In November, electric vehicle startup Canoo announced that it would move its corporate headquarters to Bentonville and establish a research and development center and advanced industrialization and low-volume production facility for small package delivery vehicles in the state. The investments will bring at least 545 high-paying jobs to Benton and Washington counties.

The research and development center will be in Fayetteville, supporting advances in vehicle electronics and powertrain. The industrialization facility will be in Bentonville.

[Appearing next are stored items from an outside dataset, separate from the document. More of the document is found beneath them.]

PR #1051, opened 2024-12-02
docs: Menu and MenuTrigger Docs

dgodinez-dh:
Jira ticket: https://deephaven.atlassian.net/browse/DH-18089


plugins/ui/docs/components/menu.md
```diff
@@ -0,0 +1,246 @@
...
+        align_items="center",
+    )
+
+
+my_open_action_example = open_action_example()
+```
+
+## Selection
+
+Menu supports multiple selection modes. By default, selection is disabled, however this can be changed using the `selection_mode` prop. Use `default_selected_keys` to provide a default set of selected items (uncontrolled) and `selected_keys` to set the selected items (controlled). The value of the selected keys must match the key prop of the items.
```
mofojed, line 61: Changing and to or - since you can only set one or the other.
```suggestion
Menu supports multiple selection modes. By default, selection is disabled, however this can be changed using the `selection_mode` prop. Use `default_selected_keys` to provide a default set of selected items (uncontrolled) or `selected_keys` to set the selected items (controlled). The value of the selected keys must match the key prop of the items.
```

plugins/ui/docs/components/menu.md
```diff
@@ -0,0 +1,246 @@
...
+from deephaven import ui, new_table
+from deephaven.column import string_col
+
+_table = new_table(
+    [
+        string_col("Keys", ["key-0", "key-1", "key-2"]),
+        string_col("Labels", ["Option 0", "Option 1", "Option 2"]),
+    ]
+)
+
```
mofojed, line 228: Would be cool to show use with a ticking table as well.

plugins/ui/docs/components/menu_trigger.md
```diff
@@ -0,0 +1,210 @@
...
+)
+```
+
+## Content
+
+The `menu_trigger` accepts exactly two children: the element which triggers the opening of the `menu` and the `menu` itself. The trigger element must be the first child passed into the `menu_trigger` and should support press events.
+
+## Events
+
+`menu_trigger` accepts an `on_open_chnage` handler which is triggered whenever the `menu` is opened or closed.
```
mofojed, line 27:
```suggestion
`menu_trigger` accepts an `on_open_change` handler which is triggered whenever the `menu` is opened or closed.
```

mofojed (changes requested):

plugins/ui/docs/components/menu.md
dgodinez-dh: Would we really want to use a ticking table as item source for a menu? I suppose it would work, but I dislike the idea of menu items appearing / disappearing as the table ticks. Also, what would happen if the menu was open while the table ticked? Does it update, or is the menu now out of date?

mofojed: Guess we should clarify the behaviour with @dsmmcken , but I see a few possible options when the table ticks while the menu is open (ordered by my preference):
1. Update the menu in place. Seems this is what Spectrum will do by default: https://codesandbox.io/p/sandbox/react-spectrum-playground-forked-rfctrs
2. Dismiss the menu. They need to re-open the menu.
3. Freeze the items in the menu while it's open. Could mean some actions are out of date and will error when selected.

We definitely need to decide on what to do with a ticking table... and if you're hooking up a ticking table to a menu, I imagine having it update in place is acceptable.

dgodinez-dh: Spun this off into another ticket:
https://deephaven.atlassian.net/browse/DH-18305
Going to remove this section from the doc for now.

The publically-traded company (NASDAQ: GOEV), with offices in California, Michigan, Minnesota and Texas, announced in June that Pryor, Okla., would be the site for its U.S. manufacturing facility. It noted the announcements were part of transforming the U.S. Highway 412 corridor from Oklahoma through Arkansas “into a center of electric vehicle research, development and manufacturing power.”

In March, the Torrance, Calif.-based company named Tony Aquila its CEO. Aquila said the company is completing definitive agreements with Arkansas and Oklahoma that will include “approximately $100 million in additional non-dilutive financial incentives, making the total approximately $400 million.”

Canoo was founded in 2017 in Torrance, near Los Angeles, and was initially called Evelozcity. The company has almost 800 employees. Vehicle production is expected to begin in 2022.